> _Your objective_
Return all lines of the records that contain the word "better".

> _Record excerpts_
PR #3512, opened 2024-11-22
[RHOAIENG-1154]: Apply modal to alert user error

jenny-s51:
Towards https://issues.redhat.com/browse/RHOAIENG-1154.

## Description

Before:
Screenshot 2024-12-19 at 5 43 39 PM

After:
Screenshot 2024-12-18 at 5 13 52 PM

## How Has This Been Tested?

Run `application.cy.ts` to simulate 403 status code and verify the modal is rendered. 

## Test Impact

Added new test to `application.cy.ts`. 

## Request review criteria:

If you have UI changes: 

### DIFF
--- a/frontend/src/__tests__/cypress/cypress/pages/loginDialog.ts
+++ b/frontend/src/__tests__/cypress/cypress/pages/loginDialog.ts
@@ -1,0 +1,23 @@
+import { Modal } from '~/__tests__/cypress/cypress/pages/components/Modal';
+
+class LoginDialog extends Modal {
+  constructor() {
+    super(/Session Expired/);
+  }
+
+  // FIXME Remove once PF version is upgraded to 6.1.0.
+  // https://issues.redhat.com/browse/RHOAIENG-11946
+  // https://github.com/patternfly/patternfly-react/issues/11041
+  shouldBeOpen(open = true): void {
+    if (open) {
+      this.find();
+    } else {
+      this.find().should('not.exist');
+    }
+  }
+
+  findLoginButton() {
+    return this.findFooter().findByTestId('modal-login-button');
+  }
+}
+export const loginDialog = new LoginDialog();
--- a/frontend/src/__tests__/cypress/cypress/tests/mocked/application.cy.ts
+++ b/frontend/src/__tests__/cypress/cypress/tests/mocked/application.cy.ts
@@ -7,6 +7,7 @@ import {
 import { mockDashboardConfig } from '~/__mocks__';
 import { aboutDialog } from '~/__tests__/cypress/cypress/pages/aboutDialog';
 import { mockConsoleLinks } from '~/__mocks__/mockConsoleLinks';
+import { loginDialog } from '~/__tests__/cypress/cypress/pages/loginDialog';
 
 describe('Application', () => {
   it('should disallow access to the dashboard', () => {
@@ -112,5 +113,29 @@ describe('Application', () => {
 
     aboutDialog.findText().should('contain.text', 'OpenShift');
     aboutDialog.findProductName().should('contain.text', 'OpenShift AI');
+  });
+  it('should show the login modal when receiving a 403 status code', () => {
+    // Mock the intercept to return a 403 status code
+    cy.interceptOdh('GET /api/config', {
+      statusCode: 403,
+    }).as('getData403');
+
+    // Set up the sign-out intercept before visiting the page
+    cy.interceptOdh('GET /oauth/sign_out').as('signOut');
+
+    // Visit the page where the request is triggered
+    cy.visit('/');
+
+    // Wait for the intercept to be triggered
+    cy.wait('@getData403');
+
+    // Verify that the login modal is displayed
+    loginDialog.shouldBeOpen();
+
+    // Simulate clicking the Log in button
+    loginDialog.findLoginButton().click();
+
+    // Wait for the sign out intercept to be triggered
+    cy.wait('@signOut');
   });
 });
--- a/frontend/src/app/App.tsx
+++ b/frontend/src/app/App.tsx
@@ -34,6 +34,7 @@ import TelemetrySetup from './TelemetrySetup';
 import { logout } from './appUtils';
 import QuickStarts from './QuickStarts';
 import DevFeatureFlagsBanner from './DevFeatureFlagsBanner';
+import SessionExpiredModal from './SessionExpiredModal';
 
 import './App.scss';
 
@@ -68,9 +69,16 @@ const App: React.FC = () => {
     [buildStatuses, dashboardConfig, storageClasses],
   );
 
+  const isUnauthorized = fetchConfigError?.request?.status === 403;
+
   // We lack the critical data to startup the app
   if (userError || fetchConfigError) {
-    // There was an error fetching critical data
+    // Check for unauthorized state
+    if (isUnauthorized) {
+      return <SessionExpiredModal />;
+    }
+
+    // Default error handling for other cases
     return (
       <Page>
         <PageSection hasBodyWrapper={false}>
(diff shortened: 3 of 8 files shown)


emilys314:
Would there be a way to detect specifically that the user's session timed out to show the new modal? I feel like it may be slightly misleading because it looks like the code is a catch all, but the message is specific for session expiration? Unless that was the idea, it also doesn't seem that straightfoward

christianvogt:
I agree, we should look to identify the exact error response that comes from an expired session to show this modal otherwise we show the old error or update it with some other text if it's not related to expired session.

xianli123:
Thanks @jenny-s51. The implementation looks good to me. 
As for the description in the modal, it's based on the context of [RHOAIENG-1154](https://issues.redhat.com/browse/RHOAIENG-1154). I agree with @emilys314 @christianvogt. It would be better to identify the exact errors, and then we can update the description in the modal. If you have any concrete idea, please let me know and I can provide new design if needed.

jenny-s51 (commented):
Thank you for your feedback here @emilys314 @christianvogt @xianli123 - after investigating with @christianvogt we identified that a 403 status code indicates an expired session. 

I've updated the implementation to render the modal when that status code is received, and added a corresponding Cypress test.

frontend/src/__tests__/cypress/cypress/pages/loginDialog.ts
```diff
@@ -0,0 +1,9 @@
+import Chainable = Cypress.Chainable;
+
+export class LoginDialog {
+  findText(): Chainable<JQuery<HTMLElement>> {
+    return cy.findByTestId('timeout-text');
+  }
+}
```
christianvogt, line 7: For modals we normally create a contextual page object which extends the `Modal` class:
```suggestion
class LoginDialog extends Modal {
  constructor() {
    super('Session Expired');
  }
}
```

With a new instance of this class you can then do `loginDialog().shouldBeOpen()` instead of the modal text assertion.

frontend/src/app/App.tsx
```diff
@@ -67,9 +72,37 @@ const App: React.FC = () => {
...
+          <ModalFooter>
+            <Button
+              key="confirm"
+              variant="primary"
+              onClick={() => logout().then(() => window.location.reload())}
+            >
+              Log in
+            </Button>
+          </ModalFooter>
+        </Modal>
```
christianvogt, line 101: Can you move this Modal to a separate file for better separation.

frontend/src/__tests__/cypress/cypress/tests/mocked/application.cy.ts
```diff
@@ -113,4 +114,22 @@ describe('Application', () => {
     aboutDialog.findText().should('contain.text', 'OpenShift');
     aboutDialog.findProductName().should('contain.text', 'OpenShift AI');
   });
+  it('should show the login modal when receiving a 403 status code', () => {
```
christianvogt, line 117: This test can also intercept the call to `/oauth/sign_out` when the user clicks the `Log in` button.

frontend/src/services/dashboardConfigService.ts
```diff
@@ -7,6 +8,15 @@ export const fetchDashboardConfig = (): Promise<DashboardConfigKind> => {
...
+      const message = e.response.data?.message;
+
+      // Throw the AxiosError with status code
+      throw new AxiosError(
+        message, // Error message from the server
+        message, // The error message also serves as the "code" argument for AxiosError
+        undefined, // Optional: request config that was used
+        e.response, // Optional: the full response object
+        e,
+      );
```
christianvogt, line 20: is `e` not already an axios error?

jenny-s51: Good point, thanks! Updated.

frontend/src/__tests__/cypress/cypress/pages/loginDialog.ts
jenny-s51: Applied this change with `loginDialog.shouldBeOpen()` - the test isn't passing though because the `find()` call in `shouldBeOpen` doesn't identify this modal correctly. Investigating...

frontend/src/app/App.tsx
jenny-s51: Yes, thanks, created a separate component for this.

frontend/src/__tests__/cypress/cypress/pages/loginDialog.ts
```diff
@@ -0,0 +1,20 @@
...
+  find() {
+    return cy.findByTestId(this.testId);
+  }
+
+  findLoginButton() {
+    return this.findFooter().findByTestId('modal-login-button');
+  }
+}
+
+export const loginDialog = new LoginDialog('Session Expired', 'session-expired-modal');
```
christianvogt, line 20: No need to parameterize the constructor since you're not going to instantiate different login dialogs:

```suggestion
class LoginDialog extends Modal {

  constructor() {
    super('Session Expired');
  }

  find() {
    return cy.findByTestId('session-expired-modal');
  }

  findLoginButton() {
    return this.findFooter().findByTestId('modal-login-button');
  }
}

export const loginDialog = new LoginDialog();
```

frontend/src/__tests__/cypress/cypress/tests/mocked/application.cy.ts
```diff
@@ -113,4 +114,28 @@ describe('Application', () => {
...
+    // Mock the intercept to return a 403 status code
+    cy.interceptOdh('GET /api/config', {
+      statusCode: 403,
+    }).as('getData403');
+
+    // Set up the sign-out intercept before visiting the page
+    cy.intercept('GET', '/oauth/sign_out').as('signOut');
```
christianvogt, line 124: It would be good to add a typed interface function to the `interceptOdh` method. We tend to do this for all our well known URLs.

frontend/src/app/App.tsx
```diff
@@ -68,9 +69,21 @@ const App: React.FC = () => {
     [buildStatuses, dashboardConfig, storageClasses],
   );
 
+  const isUnauthorized = React.useMemo(() => {
+    if (fetchConfigError?.request?.status === 403) {
+      return true;
+    }
+    return false;
+  }, [fetchConfigError]);
```
christianvogt, line 77: No need to memoize this because the compute is negligible and the result is a stable boolean value.
```suggestion
  const isUnauthorized = fetchConfigError?.request?.status === 403;
```

frontend/src/app/SessionExpiredModal.tsx
```diff
@@ -0,0 +1,42 @@
...
+  Button,
+} from '@patternfly/react-core';
+import { logout } from './appUtils';
+
+const SessionExpiredModal: React.FC = () => (
+  <Modal
+    data-testid="session-expired-modal"
+    variant={ModalVariant.small}
+    isOpen
+    ouiaId="BasicModal"
```
christianvogt, line 18: Remove the `ouiaId` since it's value is generic and not referenced by any test.

frontend/src/app/SessionExpiredModal.tsx
```diff
@@ -0,0 +1,42 @@
...
+    aria-labelledby="session-expired-modal-title"
+  >
+    <ModalHeader
+      title="Session Expired"
+      titleIconVariant="warning"
+      labelId="session-expired-modal-title"
+    />
+    <ModalBody data-testid="timeout-text">
```
christianvogt, line 26: `data-testid` here doesn't have much value on a static block of text.

frontend/src/services/dashboardConfigService.ts
```diff
@@ -7,6 +7,7 @@ export const fetchDashboardConfig = (): Promise<DashboardConfigKind> => {
     .get(url)
     .then((response) => response.data)
     .catch((e) => {
-      throw new Error(e.response.data.message);
+      // Throw the AxiosError with status code
+      throw e;
     });
```
christianvogt, line 12: You can omit the catch and rethrow since this is the default behavior and there's no manipulation going on any longer with the error.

> _Answer area_
As for the description in the modal, it's based on the context of [RHOAIENG-1154](https://issues.redhat.com/browse/RHOAIENG-1154). I agree with @emilys314 @christianvogt. It would be better to identify the exact errors, and then we can update the description in the modal. If you have any concrete idea, please let me know and I can provide new design if needed.
christianvogt, line 101: Can you move this Modal to a separate file for better separation.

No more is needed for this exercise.